Viene inoltre stimato in che misura tassazione e sussidi compensino le disparità di reddito fra uomini e donne, spostando la dipendenza dal partner o dalla famiglia verso lo stato. Mi limito qui a servire qualche assaggio dei risultati, privilegiando quelli meno noti per stimolare l’appetito a leggere il rapporto per esteso.
Il reddito
Quante donne in età lavorativa (dai 18 ai 64 anni) non lavorano ma vivono in coppia con un partner che lavora? La quota supera il 30% in Italia, il valore più alto nell’Unione europea, a conferma peraltro della posizione di fanalino di coda del nostro paese rispetto all’occupazione femminile. La media europea rimane ragguardevole (21%), ma nella vicina Slovenia la proporzione scende a circa il 12%. Per non parlare dei soliti paesi scandinavi.
Figura 1. Proporzione degli uomini e delle donne (18-64 anni) che vivono in coppia e non lavorano ma il cui partner è occupato/a. Paesi membri dell’UE, 2019.
Se poi si allarga lo sguardo a tutte le donne fra i 18 e i 64 anni, in coppia o meno, che lavorino o meno, e ci si chiede a quanto corrisponda, in media, il loro reddito da lavoro mensile rispetto a quello maschile – a quanto ammonti cioè il divario di genere in termini di reddito da lavoro complessivo – la cifra per l’Italia sale al 43%, poiché anche le donne che lavorano lo fanno per meno ore dei maschi, e guadagnano meno per ora lavorata.

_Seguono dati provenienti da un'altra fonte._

PR #561, opened 2023-11-04
Bytea parameter crashes plv8 with out of memory error

andreas:
We're using plv8 for operations on binary data represented as `bytea` columns in Postgres. We've started seeing plv8 crashing Postgres with the error message `Out of memory error` (likely coming from [here](https://github.com/plv8/plv8/blob/f23425b5115203d7b339123d5088bf82bfff51cc/plv8.cc#L213)). In the Postgres logs, we see the following:

```
<--- Last few GCs --->
[29773:0x3fa7de0]    55701 ms: Mark-sweep (reduce) 0.8 (2.7) -> 0.8 (1.9) MB, 1.6 / 0.1 ms  (average mu = 0.011, current mu = 0.009) external memory pressure GC in old space requested
[29773:0x3fa7de0]    55702 ms: Mark-sweep (reduce) 0.8 (1.9) -> 0.8 (1.9) MB, 1.0 / 0.1 ms  (average mu = 0.011, current mu = 0.011) external memory pressure GC in old space requested
<--- JS stacktrace --->
```

We've managed to narrow it down to being associated with `bytea` parameters. Below is the smallest repro we've been able to construct that somewhat mirrors our use case:

```sql
create or replace function noop(data bytea) returns void as $$
$$ language plv8;

do $$
  for(let i = 0; i < 2000; i++) {
    plv8.execute(`
      select noop(repeat('0', 1024*1024)::bytea) from generate_series(0, 100)
    `);
  }
$$ language plv8;
```
The test passes a 1MB `bytea` value to a dummy plv8 function for 100 rows, and then repeats the process up to 2,000 times. 
You can see this test case failing as part of the Github Actions workflow [here](https://github.com/andreas/plv8/actions/runs/6754701490/job/18362450361).

In practice, we process on the order of ~500 rows totalling ~16MB of bytea values for a single query. Over the course of a few minutes, queries of that shape might run many times over, which ultimately leads to the crash.

The repro can be simplified to the following, but departs further from our actual use case:

```sql
select count(noop(repeat('0', 1024*1024)::bytea)) from generate_series(0, 200*1000);
```

### DIFF
--- a/plv8_allocator.h
+++ b/plv8_allocator.h
@@ -10,8 +10,8 @@ class ArrayAllocator : public v8::ArrayBuffer::Allocator {
 private:
 	size_t heap_limit;
 	size_t heap_size;
-	size_t next_size;
-	size_t allocated;
+	std::atomic<size_t> next_size;
+	std::atomic<size_t> allocated;
 	v8::ArrayBuffer::Allocator* allocator;
 
 	bool check(size_t length);


JerrySievert:
I'm struggling to understand what this PR is attempting to do?  plv8 is not _crashing_, but returning an error that it is beyond its memory limits and cannot allocate more memory because of that.

have you checked the output of `show plv8.memory_limit`?   you're not disposing of the memory used from the output of your `plv8.execute()`, and are likely running up against a specifically set memory limit.

not disposing of results means that the gc cannot do cleanup.

andreas:
> I'm struggling to understand what this PR is attempting to do? plv8 is not crashing, but returning an error that it is beyond its memory limits and cannot allocate more memory because of that.

I should probably have opened an issue rather than a PR. I forked the repo so I could use `plv8`s Github Actions workflow to demonstrate the issue in a reproducible environment.

I recognise it looks like plv8 is just returning an error for a single query, but in practice we see (1) all existing connections to the Postgres instance being terminated with `Connection terminated unexpectedly`, (2) new connection attempts fail temporarily with `the database system is not yet accepting connections`.

> have you checked the output of show plv8.memory_limit? 

Our `plv8.memory_limit` is currently set to the default 256:

```
=> show plv8.memory_limit;
 plv8.memory_limit
-------------------
 256
(1 row)
```

We're looking into adjusting `plv8.memory_limit`, but it's unclear whether it would solve the problem or just delay how often we would experience crashes.

> you're not disposing of the memory used from the output of your plv8.execute(), and are likely running up against a specifically set memory limit.
>
> not disposing of results means that the gc cannot do cleanup.

I intentionally tried to create a very small, self-contained repro, but perhaps I golfed it down to a point where it's no longer valid (though it's not clear to me how the results of `plv8.execute()` should disposed to allow cleanup).

I'm quite confident our actual use case _does_ allow cleanup. The repro below using `node-postgres` mirrors our actual use case better:

```js
import pg from 'pg';
const client = new pg.Client();
await client.connect();

while (true) {
  await client.query("select count(noop(repeat('0', 1024*1024)::bytea)) from generate_series(0, 100)");
}
```

Is that a valid example, which should not cause an out of memory error (but does)?

JerrySievert:
v8 does not clean up ArrayBuffers, you can reproduce the same behavior in node.js and in chrome console with:

```
for (let i = 0; i < 10000; i++) {
    a = new Uint8Array(1024*1024);
}
```

the memory is allocated to the `arrayBuffers`, and not released.  you might be able to force a release of this by using `delete` on the incoming parameter.

I might be able to force deletion of the outgoing `ArrayBuffer`, but that will not help you much.  `arrayBuffers` do not appear to be cleaned up in v8 via garbage collection.

this is only one of the memory management issues of v8, and likely not something that can be addressed by plv8.

you are encouraged to look at https://github.com/plv8/pljs which aims to work around the large number of issues with v8.

andreas:
> v8 does not clean up ArrayBuffers, you can reproduce the same behavior in node.js and in chrome console with: ...

I'm not able to reproduce an OOM error in Node or Chrome with the provided snippet. Can you rule it this being specific to plv8? It seems like a pretty fundamental limitation if v8 does not clean up ArrayBuffers.

> you might be able to force a release of this by using `delete` on the incoming parameter.

I tried adding `delete`, but could not observe a difference in behaviour: it still triggers an OOM error 😕

> you are encouraged to look at https://github.com/plv8/pljs which aims to work around the large number of issues with v8.

Unfortunately pljs is not an option as we use on AWS RDS Postgres (which does not support pljs) and we depend heavily on WASM (which is listed as out of scope for pljs) 😕

JerrySievert:
your chrome and node.js maximum memory is set _much_ higher than the 256mb of limit that you have plv8 set to.  that is why you are not seeing the oom error directly.  you can look at the memory inspector in chrome and look at `process` in node.js to see the current memory usage and that it is not being garbage collected.

JerrySievert:
try executing
```
     return {
       next:() => this
     }
  };
  [...({})];
  ```
  
  in chrome or node.js to see how bad memory management in v8 is.

**Comment by andreas** [comment]
Do you have any ideas for how to work around this problem? We didn't experience this problem when we rolled out our solution based on plv8, and by now it's a pretty critical dependency with extensive usage. I can't be certain there haven't been other influencing factors, but I don't think we experienced this while being on plv8 v2.3.15.

**Comment by JerrySievert** [comment]
plv8 2.3 was a _much_ older version of v8 (6.4) compared to modern plv8, which uses 11.5.  many things have changed, including the bulk of v8 itself.  (6.4 is not compatible with 11.5, these compatibility changes are why plv8 versions are tied to v8 versions).

plv8 (and thus v8) engines are tied directly to the postgres process, and since postgres uses a forking model, disconnecting your bouncer/pool to a single instance will destroy that instance, and thus the engine itself.

you should be able to set a maximum usage for your pool/bouncer to disconnect from postgres, which will destroy that forked process, and a new connection will end up with a new process and thus a new instance of v8.

unfortunately, the only way to reliably get binary data in javascript is with an `ArrayBuffer`, which means there are no other real options for getting `bytea` data into javascript.

**Comment by andreas** [comment]
Setting a max usage has also been the only workaround we've identified ourselves – currently we've set a very low time-to-live for each connection so v8 is frequently reset. We haven't been able to proactively detect the issue by looking at `plv8.memory_usage
()`. The graph below shows the reported memory numbers leading up to a OOM error:

plv8 memory usage

Are you aware of any method to detect it in advance?

Thanks for all your help by the way, we really appreciate it 🙇 🙏

**Comment by JerrySievert** [comment]
other than looking at memory usage, I cannot think of any other way to predict unless you are able to understand how many of these you are running and do the math from there.

you can also raise your maximum memory for v8 (`plv8.memory_limit`) which can be raised to 3096mb, but that will have rippling effects throughout your database, so if you do that you need to make sure you have enough memory overhead available in the host.  rds/aurora are fairly opaque to me, so I do not know how buffers and other memory tunings compare to stock postgres.

**Comment by andreas** [comment]
I've spent some more time looking into this, and I have potentially found a bug. By adding debug logging, I noticed that `allocated` would have a value like `18446744073706405888` in `Check` right before an OOM error here:

https://github.com/plv8/plv8/blob/f23425b5115203d7b339123d5088bf82bfff51cc/plv8_allocator.cc#L23

Some more debug logging revealed, that the subtraction below in `Free` could cause `allocated` (and `next_size`) to wrap around:

https://github.com/plv8/plv8/blob/f23425b5115203d7b339123d5088bf82bfff51cc/plv8_allocator.cc#L58-L59

This leads the array allocator to believe it's exceeding the permitted allocated bytes and results in a OOM error.

To avoid the wrap around, I've replaced the subtraction in `Free` with the following (commit 7e1b855):

```js
	allocated = allocated > length ? allocated - length : 0;
	next_size = next_size > length ? next_size - length : RECHECK_INCREMENT;
```

It's unclear to me how this situation can arise, i.e. why is more memory freed than allocated 🤔 

With this change, I no longer see OOM errors for the use case mentioned before:

```js
import pg from 'pg';
const client = new pg.Client();
await client.connect();

while (true) {
  await client.query("select count(noop(repeat('0', 1024*1024)::bytea)) from generate_series(0, 100)");
}
```

JerrySievert:
thank you for the fantastic search and PR!

but, before I merge the PR, I'd rather try to track down the root cause, rather than patch a broken behavior.

andreas:
> thank you for the fantastic search and PR!
> 
> but, before I merge the PR, I'd rather try to track down the root cause, rather than patch a broken behavior.

I agree it would be better to find the root cause. I'll try to do some more investigation. Let me know if you have any leads 🙂

andreas:
I've spent some more time on this, and I now believe the issue is due to a race condition. The source code comment for `v8::ArrayBuffer::Allocator` says the following ([source](https://github.com/bnoordhuis/v8-cmake/blob/90d6634d820af06f14c642a9ef3a7bfa7ab4667a/v8/include/v8-array-buffer.h#L134C6-L134C78)):

> A thread-safe allocator that V8 uses to allocate |ArrayBuffer|'s memory.

However, the plv8 allocator is not thread-safe. By using `std::atomic<size_t>` for `allocated` and `next_size` (commit 78e6ad0), I no longer see them wrapping around. This also means I no longer see OOM errors for the previously mentioned use case 🥳

andreas:
@JerrySievert, what are your thoughts on merging this PR?

JerrySievert:
I have something else I want to get done before doing a merge, so that a release can be made.

andreas:
Any news on this? Let me know if I can help.

JerrySievert:
thanks for the awesome work tracking this down, and for being patient.  I have together what should be good release of 3.2.1 today, and will work on back porting this patch to the 3.1 branch and making a release there as well.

Olanda e Austria rubano però all’Italia il ruolo di fanalino di coda, nel caso dell’Olanda perché la maggioranza delle donne lavora a tempo parziale (ma sono tante, come mostra la Figura 1).
Un’obiezione ben radicata rispetto all’uso di questo tipo di indicatori è che la famiglia redistribuisce i diversi redditi e, nella misura in cui la condivisione dei redditi è piena ed equa, legare il concetto di indipendenza finanziaria al percepire un reddito in proprio invece che all’averne effettivamente accesso può essere fuorviante.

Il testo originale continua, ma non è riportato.